**RECORDS FOR THIS EXERCISE:**
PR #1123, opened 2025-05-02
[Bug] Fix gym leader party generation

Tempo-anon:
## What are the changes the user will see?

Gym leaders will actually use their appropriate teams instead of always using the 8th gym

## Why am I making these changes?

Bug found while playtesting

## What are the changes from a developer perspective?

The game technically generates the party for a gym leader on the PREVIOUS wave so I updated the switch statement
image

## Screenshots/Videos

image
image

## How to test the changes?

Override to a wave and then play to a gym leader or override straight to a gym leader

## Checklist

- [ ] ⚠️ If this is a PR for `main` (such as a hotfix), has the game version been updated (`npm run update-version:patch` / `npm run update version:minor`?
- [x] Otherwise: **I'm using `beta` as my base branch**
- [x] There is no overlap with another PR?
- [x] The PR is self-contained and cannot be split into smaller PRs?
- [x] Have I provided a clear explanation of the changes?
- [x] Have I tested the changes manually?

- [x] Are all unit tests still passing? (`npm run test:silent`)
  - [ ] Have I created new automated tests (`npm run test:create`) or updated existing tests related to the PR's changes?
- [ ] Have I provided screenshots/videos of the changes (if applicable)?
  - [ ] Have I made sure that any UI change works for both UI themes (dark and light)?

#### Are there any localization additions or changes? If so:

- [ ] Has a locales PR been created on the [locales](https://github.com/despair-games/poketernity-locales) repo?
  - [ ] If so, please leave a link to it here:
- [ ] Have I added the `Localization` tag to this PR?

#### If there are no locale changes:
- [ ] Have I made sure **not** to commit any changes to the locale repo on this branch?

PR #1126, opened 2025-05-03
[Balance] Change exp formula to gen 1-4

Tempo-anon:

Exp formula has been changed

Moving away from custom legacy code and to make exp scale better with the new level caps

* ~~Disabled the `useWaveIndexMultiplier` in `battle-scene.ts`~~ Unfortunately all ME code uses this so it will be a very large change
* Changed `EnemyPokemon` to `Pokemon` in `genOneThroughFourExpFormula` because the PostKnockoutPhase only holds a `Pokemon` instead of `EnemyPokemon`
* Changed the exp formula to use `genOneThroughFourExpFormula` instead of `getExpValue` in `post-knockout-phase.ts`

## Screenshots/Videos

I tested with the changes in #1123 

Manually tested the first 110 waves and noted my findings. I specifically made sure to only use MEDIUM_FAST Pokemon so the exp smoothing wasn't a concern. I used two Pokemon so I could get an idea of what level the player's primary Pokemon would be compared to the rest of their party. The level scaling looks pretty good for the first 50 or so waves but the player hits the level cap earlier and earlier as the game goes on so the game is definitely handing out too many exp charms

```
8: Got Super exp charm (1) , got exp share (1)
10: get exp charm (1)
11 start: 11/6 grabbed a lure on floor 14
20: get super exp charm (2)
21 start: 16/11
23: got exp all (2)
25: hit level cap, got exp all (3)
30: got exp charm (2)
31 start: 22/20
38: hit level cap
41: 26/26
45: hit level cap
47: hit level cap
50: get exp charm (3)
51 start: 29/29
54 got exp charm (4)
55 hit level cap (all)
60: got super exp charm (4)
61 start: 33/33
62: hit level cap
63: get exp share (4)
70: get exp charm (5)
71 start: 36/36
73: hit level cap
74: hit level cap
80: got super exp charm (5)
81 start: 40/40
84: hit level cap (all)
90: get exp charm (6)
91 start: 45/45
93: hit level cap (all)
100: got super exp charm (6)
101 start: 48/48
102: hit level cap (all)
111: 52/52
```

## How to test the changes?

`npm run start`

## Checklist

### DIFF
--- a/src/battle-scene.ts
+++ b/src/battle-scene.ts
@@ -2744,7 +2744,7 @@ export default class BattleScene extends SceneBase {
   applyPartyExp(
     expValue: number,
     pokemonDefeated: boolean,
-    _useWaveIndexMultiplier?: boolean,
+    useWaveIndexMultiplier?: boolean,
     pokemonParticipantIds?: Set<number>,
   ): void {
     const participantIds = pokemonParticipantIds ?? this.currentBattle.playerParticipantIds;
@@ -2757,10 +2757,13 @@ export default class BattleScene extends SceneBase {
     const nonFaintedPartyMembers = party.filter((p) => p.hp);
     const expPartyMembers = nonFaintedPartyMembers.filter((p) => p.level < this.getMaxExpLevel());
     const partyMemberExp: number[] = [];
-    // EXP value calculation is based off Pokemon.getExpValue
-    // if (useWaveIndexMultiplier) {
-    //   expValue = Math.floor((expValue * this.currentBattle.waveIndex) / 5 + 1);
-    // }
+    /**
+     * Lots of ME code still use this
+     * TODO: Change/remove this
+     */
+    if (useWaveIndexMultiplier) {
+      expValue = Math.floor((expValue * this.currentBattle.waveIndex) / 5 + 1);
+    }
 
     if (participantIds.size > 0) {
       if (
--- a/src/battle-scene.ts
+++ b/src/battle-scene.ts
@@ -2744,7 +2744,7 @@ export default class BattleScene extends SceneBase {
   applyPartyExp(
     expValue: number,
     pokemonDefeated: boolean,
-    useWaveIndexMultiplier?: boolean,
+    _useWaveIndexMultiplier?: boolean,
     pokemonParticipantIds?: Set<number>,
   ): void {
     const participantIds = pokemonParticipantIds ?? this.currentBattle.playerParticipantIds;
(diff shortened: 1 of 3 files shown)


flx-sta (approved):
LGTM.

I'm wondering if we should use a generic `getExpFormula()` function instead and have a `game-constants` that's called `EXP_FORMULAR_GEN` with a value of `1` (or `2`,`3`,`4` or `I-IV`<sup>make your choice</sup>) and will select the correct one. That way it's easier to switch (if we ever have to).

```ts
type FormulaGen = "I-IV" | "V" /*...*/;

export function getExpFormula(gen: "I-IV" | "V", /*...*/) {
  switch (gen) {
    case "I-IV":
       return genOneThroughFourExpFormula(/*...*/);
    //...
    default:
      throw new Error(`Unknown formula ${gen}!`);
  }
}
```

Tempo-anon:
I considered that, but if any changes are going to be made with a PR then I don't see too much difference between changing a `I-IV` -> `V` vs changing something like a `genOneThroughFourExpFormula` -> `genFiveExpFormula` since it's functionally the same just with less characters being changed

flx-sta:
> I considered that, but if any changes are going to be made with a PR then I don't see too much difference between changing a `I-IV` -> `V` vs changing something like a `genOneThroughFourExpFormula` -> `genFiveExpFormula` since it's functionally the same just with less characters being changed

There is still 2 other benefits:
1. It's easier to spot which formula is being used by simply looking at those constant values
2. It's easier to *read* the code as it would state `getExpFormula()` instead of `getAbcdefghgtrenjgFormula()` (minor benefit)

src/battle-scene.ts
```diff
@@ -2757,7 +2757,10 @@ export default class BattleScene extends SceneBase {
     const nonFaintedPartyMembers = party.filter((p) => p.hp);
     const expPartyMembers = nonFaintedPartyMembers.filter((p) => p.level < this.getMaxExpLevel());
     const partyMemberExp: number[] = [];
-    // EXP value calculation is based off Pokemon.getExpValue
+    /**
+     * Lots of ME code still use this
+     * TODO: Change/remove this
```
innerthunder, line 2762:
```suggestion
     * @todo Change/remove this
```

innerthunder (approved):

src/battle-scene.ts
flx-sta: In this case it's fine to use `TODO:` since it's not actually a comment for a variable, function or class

---

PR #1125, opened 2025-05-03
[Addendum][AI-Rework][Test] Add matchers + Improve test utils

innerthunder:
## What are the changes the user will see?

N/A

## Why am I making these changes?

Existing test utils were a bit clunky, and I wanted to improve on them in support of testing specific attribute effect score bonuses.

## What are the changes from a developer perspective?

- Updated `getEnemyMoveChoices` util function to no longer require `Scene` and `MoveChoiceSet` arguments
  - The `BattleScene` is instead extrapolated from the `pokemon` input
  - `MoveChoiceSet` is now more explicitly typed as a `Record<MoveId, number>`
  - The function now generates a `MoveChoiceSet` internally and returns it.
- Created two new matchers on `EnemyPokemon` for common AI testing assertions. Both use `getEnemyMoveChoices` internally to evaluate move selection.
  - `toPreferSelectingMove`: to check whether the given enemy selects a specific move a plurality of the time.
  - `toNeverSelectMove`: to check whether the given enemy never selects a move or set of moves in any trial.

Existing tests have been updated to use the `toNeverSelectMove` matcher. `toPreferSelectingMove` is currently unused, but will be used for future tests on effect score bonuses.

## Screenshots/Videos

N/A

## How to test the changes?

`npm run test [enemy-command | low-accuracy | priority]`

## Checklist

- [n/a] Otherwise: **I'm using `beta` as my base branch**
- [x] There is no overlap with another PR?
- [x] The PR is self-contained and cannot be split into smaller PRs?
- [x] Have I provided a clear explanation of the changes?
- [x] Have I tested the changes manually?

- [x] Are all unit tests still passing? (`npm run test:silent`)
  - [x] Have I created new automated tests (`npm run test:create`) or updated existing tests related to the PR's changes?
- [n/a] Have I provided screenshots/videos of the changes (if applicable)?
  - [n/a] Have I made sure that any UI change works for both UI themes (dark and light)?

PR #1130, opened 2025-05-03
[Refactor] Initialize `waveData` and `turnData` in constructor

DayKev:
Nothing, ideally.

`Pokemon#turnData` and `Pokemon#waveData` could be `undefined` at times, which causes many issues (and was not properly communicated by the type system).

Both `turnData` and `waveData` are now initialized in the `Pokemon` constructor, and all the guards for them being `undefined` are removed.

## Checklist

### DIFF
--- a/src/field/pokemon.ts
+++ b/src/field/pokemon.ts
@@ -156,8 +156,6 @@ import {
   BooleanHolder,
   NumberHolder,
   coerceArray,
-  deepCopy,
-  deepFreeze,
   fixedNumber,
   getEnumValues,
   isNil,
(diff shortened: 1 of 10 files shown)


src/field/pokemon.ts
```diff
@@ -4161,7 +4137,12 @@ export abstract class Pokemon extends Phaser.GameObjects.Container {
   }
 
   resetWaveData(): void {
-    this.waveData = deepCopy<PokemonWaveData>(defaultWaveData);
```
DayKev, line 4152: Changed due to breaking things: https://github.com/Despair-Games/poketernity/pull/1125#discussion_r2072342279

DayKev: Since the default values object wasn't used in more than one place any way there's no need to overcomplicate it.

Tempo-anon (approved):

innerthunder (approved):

**PROBLEM:**
Please copy out every line of the preceding listing that carries "between".

**TASK OUTPUT:**
I considered that, but if any changes are going to be made with a PR then I don't see too much difference between changing a `I-IV` -> `V` vs changing something like a `genOneThroughFourExpFormula` -> `genFiveExpFormula` since it's functionally the same just with less characters being changed
> I considered that, but if any changes are going to be made with a PR then I don't see too much difference between changing a `I-IV` -> `V` vs changing something like a `genOneThroughFourExpFormula` -> `genFiveExpFormula` since it's functionally the same just with less characters being changed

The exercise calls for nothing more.